THE DATA START

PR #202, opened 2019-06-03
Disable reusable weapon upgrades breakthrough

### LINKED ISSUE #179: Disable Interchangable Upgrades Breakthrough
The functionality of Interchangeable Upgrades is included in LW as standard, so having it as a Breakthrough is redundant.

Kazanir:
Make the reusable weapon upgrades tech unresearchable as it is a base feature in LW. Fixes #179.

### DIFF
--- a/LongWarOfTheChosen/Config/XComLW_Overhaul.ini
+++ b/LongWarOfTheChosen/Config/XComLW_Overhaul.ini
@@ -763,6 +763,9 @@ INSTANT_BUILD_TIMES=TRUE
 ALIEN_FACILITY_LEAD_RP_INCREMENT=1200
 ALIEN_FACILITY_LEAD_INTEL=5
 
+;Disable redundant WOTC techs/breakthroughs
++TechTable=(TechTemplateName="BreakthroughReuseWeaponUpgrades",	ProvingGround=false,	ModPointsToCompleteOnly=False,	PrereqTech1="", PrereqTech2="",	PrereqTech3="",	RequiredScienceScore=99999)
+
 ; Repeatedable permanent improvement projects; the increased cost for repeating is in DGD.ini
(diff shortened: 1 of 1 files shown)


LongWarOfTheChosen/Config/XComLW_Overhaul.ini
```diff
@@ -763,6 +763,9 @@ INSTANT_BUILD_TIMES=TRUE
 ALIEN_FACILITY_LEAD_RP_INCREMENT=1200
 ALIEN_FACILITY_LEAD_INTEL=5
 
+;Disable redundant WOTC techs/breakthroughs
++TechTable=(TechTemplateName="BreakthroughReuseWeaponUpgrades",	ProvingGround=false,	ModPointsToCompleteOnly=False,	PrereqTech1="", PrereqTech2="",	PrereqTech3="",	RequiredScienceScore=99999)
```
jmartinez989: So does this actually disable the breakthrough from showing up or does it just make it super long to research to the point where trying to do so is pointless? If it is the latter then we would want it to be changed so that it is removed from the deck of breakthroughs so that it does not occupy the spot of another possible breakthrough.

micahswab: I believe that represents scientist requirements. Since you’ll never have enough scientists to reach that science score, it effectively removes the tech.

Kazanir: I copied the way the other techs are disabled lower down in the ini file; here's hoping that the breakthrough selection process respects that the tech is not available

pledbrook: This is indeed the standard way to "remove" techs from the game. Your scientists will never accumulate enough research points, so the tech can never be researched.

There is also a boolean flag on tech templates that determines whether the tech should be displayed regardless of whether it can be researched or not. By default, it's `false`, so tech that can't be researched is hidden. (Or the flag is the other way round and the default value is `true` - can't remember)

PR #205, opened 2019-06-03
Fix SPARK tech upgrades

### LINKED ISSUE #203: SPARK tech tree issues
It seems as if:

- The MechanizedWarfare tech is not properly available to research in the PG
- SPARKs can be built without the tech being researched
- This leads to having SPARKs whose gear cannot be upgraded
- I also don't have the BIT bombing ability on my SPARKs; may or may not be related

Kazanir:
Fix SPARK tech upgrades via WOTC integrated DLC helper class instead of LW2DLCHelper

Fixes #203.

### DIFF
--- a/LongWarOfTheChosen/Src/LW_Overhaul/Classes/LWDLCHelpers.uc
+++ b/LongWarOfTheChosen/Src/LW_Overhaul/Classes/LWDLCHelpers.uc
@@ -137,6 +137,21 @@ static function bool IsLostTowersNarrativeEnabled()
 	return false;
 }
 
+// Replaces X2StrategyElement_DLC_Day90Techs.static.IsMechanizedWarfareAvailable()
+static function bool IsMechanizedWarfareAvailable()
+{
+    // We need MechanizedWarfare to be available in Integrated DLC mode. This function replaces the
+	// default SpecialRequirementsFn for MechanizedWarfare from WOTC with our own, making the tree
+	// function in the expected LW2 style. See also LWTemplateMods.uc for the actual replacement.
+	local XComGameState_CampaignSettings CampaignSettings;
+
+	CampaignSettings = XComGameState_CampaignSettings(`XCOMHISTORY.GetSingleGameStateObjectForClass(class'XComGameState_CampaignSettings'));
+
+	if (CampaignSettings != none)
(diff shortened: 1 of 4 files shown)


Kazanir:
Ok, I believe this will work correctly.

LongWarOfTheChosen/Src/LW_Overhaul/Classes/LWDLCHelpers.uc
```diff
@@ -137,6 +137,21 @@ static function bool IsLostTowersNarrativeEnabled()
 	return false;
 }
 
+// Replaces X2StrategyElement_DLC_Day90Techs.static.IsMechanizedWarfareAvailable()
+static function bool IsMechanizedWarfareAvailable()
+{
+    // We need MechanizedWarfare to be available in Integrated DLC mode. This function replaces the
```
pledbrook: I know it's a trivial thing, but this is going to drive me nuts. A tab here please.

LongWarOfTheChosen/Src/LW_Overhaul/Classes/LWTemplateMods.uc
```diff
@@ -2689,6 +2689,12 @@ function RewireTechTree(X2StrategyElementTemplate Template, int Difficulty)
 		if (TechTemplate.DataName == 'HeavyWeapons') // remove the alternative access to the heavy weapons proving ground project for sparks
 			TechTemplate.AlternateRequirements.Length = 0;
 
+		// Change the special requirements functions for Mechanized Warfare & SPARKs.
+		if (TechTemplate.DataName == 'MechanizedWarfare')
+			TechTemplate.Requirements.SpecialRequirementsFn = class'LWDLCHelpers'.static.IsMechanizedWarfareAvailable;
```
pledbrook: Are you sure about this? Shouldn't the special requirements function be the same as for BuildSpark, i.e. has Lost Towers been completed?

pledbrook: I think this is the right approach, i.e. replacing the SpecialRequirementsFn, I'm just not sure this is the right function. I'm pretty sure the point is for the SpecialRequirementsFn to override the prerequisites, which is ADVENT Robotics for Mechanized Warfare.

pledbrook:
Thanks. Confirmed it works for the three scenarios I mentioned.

THE DATA END

● **THE TASK**
Go line by line through the records and copy those that contain the word "shortened".

● **RESULT**
(diff shortened: 1 of 1 files shown)
(diff shortened: 1 of 4 files shown)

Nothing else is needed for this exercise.